'''

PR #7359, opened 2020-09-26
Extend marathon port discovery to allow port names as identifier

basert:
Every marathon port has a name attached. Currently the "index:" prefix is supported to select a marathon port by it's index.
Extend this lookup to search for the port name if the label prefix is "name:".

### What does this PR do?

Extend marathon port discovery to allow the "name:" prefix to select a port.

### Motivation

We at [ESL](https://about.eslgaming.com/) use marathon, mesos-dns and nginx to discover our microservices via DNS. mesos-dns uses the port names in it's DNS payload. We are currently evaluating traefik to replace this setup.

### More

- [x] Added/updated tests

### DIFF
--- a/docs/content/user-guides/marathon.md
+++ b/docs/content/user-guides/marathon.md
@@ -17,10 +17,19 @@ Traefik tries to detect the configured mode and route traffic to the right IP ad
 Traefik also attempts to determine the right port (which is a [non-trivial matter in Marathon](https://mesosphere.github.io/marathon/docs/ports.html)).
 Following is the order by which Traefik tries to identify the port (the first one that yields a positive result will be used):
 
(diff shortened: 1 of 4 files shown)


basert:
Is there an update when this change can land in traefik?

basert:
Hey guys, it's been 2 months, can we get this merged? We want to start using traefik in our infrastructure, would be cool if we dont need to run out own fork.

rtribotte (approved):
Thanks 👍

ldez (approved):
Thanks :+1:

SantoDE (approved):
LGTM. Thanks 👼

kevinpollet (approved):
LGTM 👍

'''
'''

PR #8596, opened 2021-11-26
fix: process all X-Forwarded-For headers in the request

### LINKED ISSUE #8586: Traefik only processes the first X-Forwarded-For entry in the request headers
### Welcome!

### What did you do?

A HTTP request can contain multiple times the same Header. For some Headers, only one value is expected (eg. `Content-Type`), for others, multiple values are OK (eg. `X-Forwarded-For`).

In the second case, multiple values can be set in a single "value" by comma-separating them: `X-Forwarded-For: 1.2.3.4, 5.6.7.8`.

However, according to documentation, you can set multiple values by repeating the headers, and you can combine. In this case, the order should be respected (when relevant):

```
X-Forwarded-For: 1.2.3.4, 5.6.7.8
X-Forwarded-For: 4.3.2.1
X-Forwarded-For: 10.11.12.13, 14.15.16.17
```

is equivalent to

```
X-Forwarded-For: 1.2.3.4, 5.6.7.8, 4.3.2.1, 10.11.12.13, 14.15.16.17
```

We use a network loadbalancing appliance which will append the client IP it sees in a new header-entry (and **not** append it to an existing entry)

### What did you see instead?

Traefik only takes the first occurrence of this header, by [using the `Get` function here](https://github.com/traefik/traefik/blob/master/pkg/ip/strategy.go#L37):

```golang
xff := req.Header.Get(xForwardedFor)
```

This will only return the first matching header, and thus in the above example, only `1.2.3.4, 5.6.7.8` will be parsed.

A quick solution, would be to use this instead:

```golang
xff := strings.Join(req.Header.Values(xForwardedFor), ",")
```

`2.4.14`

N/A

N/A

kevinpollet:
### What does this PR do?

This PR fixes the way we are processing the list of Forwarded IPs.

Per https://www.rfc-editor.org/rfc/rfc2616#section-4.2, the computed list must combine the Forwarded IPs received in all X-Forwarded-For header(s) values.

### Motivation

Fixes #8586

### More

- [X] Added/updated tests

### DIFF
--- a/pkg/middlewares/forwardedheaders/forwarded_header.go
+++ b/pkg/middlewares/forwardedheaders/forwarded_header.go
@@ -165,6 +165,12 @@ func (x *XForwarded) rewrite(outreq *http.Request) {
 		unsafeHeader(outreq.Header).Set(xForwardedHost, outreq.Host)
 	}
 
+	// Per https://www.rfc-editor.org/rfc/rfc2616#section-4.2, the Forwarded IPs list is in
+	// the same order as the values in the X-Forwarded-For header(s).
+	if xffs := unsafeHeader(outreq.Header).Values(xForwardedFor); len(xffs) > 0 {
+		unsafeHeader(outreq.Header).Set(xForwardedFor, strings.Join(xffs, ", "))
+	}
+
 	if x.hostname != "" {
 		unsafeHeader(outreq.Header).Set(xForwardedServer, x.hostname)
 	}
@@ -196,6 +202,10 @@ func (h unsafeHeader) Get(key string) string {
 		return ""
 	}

'''
'''

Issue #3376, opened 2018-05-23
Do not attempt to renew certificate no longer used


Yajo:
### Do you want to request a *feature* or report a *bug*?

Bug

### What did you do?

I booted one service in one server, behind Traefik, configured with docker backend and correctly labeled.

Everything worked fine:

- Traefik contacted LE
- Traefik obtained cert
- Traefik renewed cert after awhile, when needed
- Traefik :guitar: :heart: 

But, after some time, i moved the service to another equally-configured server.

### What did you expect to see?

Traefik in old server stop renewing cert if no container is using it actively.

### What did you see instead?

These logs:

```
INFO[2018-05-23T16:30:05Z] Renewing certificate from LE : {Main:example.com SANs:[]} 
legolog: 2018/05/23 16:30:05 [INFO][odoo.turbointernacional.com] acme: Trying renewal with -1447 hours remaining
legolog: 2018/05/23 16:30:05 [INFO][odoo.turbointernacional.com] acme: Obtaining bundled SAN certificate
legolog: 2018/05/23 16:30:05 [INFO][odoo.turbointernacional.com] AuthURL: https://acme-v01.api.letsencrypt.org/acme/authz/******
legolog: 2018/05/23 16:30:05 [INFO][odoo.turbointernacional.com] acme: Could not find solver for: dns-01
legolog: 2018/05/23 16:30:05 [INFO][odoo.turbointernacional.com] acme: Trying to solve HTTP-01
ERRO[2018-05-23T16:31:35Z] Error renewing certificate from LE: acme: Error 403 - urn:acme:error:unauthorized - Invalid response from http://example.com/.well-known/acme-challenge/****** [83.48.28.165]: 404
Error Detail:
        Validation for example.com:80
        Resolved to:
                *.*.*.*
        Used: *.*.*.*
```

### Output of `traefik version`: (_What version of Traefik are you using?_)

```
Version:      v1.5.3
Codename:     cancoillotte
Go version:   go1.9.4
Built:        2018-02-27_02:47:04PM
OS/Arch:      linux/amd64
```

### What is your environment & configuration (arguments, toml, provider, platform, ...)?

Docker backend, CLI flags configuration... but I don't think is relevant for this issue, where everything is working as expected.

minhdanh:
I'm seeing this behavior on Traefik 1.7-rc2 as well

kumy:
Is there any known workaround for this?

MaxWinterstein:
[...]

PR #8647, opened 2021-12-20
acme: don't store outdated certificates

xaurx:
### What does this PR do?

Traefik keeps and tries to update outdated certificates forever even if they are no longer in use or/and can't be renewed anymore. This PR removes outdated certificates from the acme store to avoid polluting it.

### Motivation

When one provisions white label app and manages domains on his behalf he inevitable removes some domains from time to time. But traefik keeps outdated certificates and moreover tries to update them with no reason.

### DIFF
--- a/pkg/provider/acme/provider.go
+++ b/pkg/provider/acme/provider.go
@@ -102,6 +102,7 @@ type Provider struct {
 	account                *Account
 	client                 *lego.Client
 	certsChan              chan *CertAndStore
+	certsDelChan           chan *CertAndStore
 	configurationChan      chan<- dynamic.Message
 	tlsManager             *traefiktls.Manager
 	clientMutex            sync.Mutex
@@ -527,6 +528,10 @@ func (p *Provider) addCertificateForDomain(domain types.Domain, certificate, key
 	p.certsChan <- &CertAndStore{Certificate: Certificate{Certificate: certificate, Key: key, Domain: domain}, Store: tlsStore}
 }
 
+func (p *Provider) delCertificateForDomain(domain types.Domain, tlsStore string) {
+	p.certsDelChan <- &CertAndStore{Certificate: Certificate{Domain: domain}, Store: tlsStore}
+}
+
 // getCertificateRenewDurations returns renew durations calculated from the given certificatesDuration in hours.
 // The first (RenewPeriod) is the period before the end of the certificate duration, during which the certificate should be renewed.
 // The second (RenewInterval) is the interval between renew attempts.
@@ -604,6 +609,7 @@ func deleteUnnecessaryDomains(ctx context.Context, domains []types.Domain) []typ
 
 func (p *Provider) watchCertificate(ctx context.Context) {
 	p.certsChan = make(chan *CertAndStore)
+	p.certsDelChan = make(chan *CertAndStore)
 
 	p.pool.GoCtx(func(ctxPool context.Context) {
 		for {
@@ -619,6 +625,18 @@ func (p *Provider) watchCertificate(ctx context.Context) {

'''

- **Exercise prompt**:
When you reach the line holding "PR #7359, opened 2020-09-26" in the records above, begin reproducing exactly, stop after the line holding "Every marathon port", and output nothing else.

- **Output of the task**:
PR #7359, opened 2020-09-26
Extend marathon port discovery to allow port names as identifier

basert:
Every marathon port has a name attached. Currently the "index:" prefix is supported to select a marathon port by it's index.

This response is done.